PR #427, opened 2023-03-31
[SNOW-766867] Add blob level latency telemetry

sfc-gh-rcheng:


src/main/java/net/snowflake/ingest/connection/TelemetryService.java
```diff
@@ -73,7 +81,9 @@ public void close() {
     this.telemetry.close();
   }
 
-  /** Report the Streaming Ingest latency metrics */
+  /** Reports aggregated the Streaming Ingest latency metrics */
+  // TODO @rcheng question - can I rename the telemetry method and type to
```
sfc-gh-rcheng, line 85: I think it would be better to have the following, however I'm not sure if renaming telemetry types/names would break anything downstream

- reportAggregatedLatencyInSec
- reportBlobLatencyInSec

src/main/java/net/snowflake/ingest/connection/TelemetryService.java
```diff
@@ -86,6 +96,14 @@ public void reportLatencyInSec(
     }
   }
 
+  // TODO @rcheng question - is it useful to report all the blob metadata here, or just latencies?
```
sfc-gh-rcheng, line 99: Is blob metadata already reported elsewhere? If so do we need to report this telemetry? I'm worried about overloading the telemetry service with too many messages. Alternatively we could buffer or aggregate messages, but then the message size might be too large.

src/main/java/net/snowflake/ingest/streaming/internal/BlobMetadata.java
```diff
@@ -11,12 +11,20 @@
 import net.snowflake.ingest.utils.ParameterProvider;
 
 /** Metadata for a blob that sends to Snowflake as part of the register blob request */
-class BlobMetadata {
+public class BlobMetadata {
```
sfc-gh-rcheng, line 14: Is there a reason this class was not public before?

src/main/java/net/snowflake/ingest/streaming/internal/BlobMetadata.java
```diff
@@ -54,6 +62,39 @@ byte getVersionByte() {
     return bdecVersion.toByte();
   }
 
+  // TODO: @rcheng question - do these need @jsonproperties?
```
sfc-gh-rcheng, line 65: The above methods aren't called in a Json context, so why do they need @JsonProperty translation? Would the properties that I add need the tag as well?

src/main/java/net/snowflake/ingest/streaming/internal/RegisterService.java
```diff
@@ -171,10 +174,9 @@ List<FlushService.BlobData<T>> registerBlobs(Map<String, Timer.Context> latencyT
                       e.getCause() == null ? null : e.getCause().getMessage(),
                       getStackTrace(e.getCause()));
               logger.logError(errorMessage);
-              if (this.owningClient.getTelemetryService() != null) {
-                this.owningClient
-                    .getTelemetryService()
-                    .reportClientFailure(this.getClass().getSimpleName(), errorMessage);
+              // TODO: @rcheng question - should i try another telemetryservice get here?
```
sfc-gh-rcheng, line 177: I didn't see any additional telemetry client setup above this point in the method, so I'm assuming it is safe to move the getTelemetryClient() call to the beginning of the method?

src/main/java/net/snowflake/ingest/streaming/internal/RegisterService.java
```diff
@@ -200,20 +202,25 @@ List<FlushService.BlobData<T>> registerBlobs(Map<String, Timer.Context> latencyT
...
                             return null;
                           }));
             }
           }
+
+          telemetryService.reportAllBlobLatenciesInSec(blobs, true);
         }
       }
     }
+    // TODO @rcheng question - do we want whatever latencies we can get from error blobs too?
```
sfc-gh-rcheng, line 223: Unfortunately the errorBlobs don't have the BlobMetadata object, however are the errorBlob latencies (if any) useful for debugging?

sfc-gh-rcheng (commented):
PR still in draft, just had a couple questions. Will add tests and comments if the general idea of this PR looks ok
════════════════
▶ **Work instructions**
From the listing above, copy every line that holds the string "useful".

▶ **Worked solution**
+  // TODO @rcheng question - is it useful to report all the blob metadata here, or just latencies?
sfc-gh-rcheng, line 223: Unfortunately the errorBlobs don't have the BlobMetadata object, however are the errorBlob latencies (if any) useful for debugging?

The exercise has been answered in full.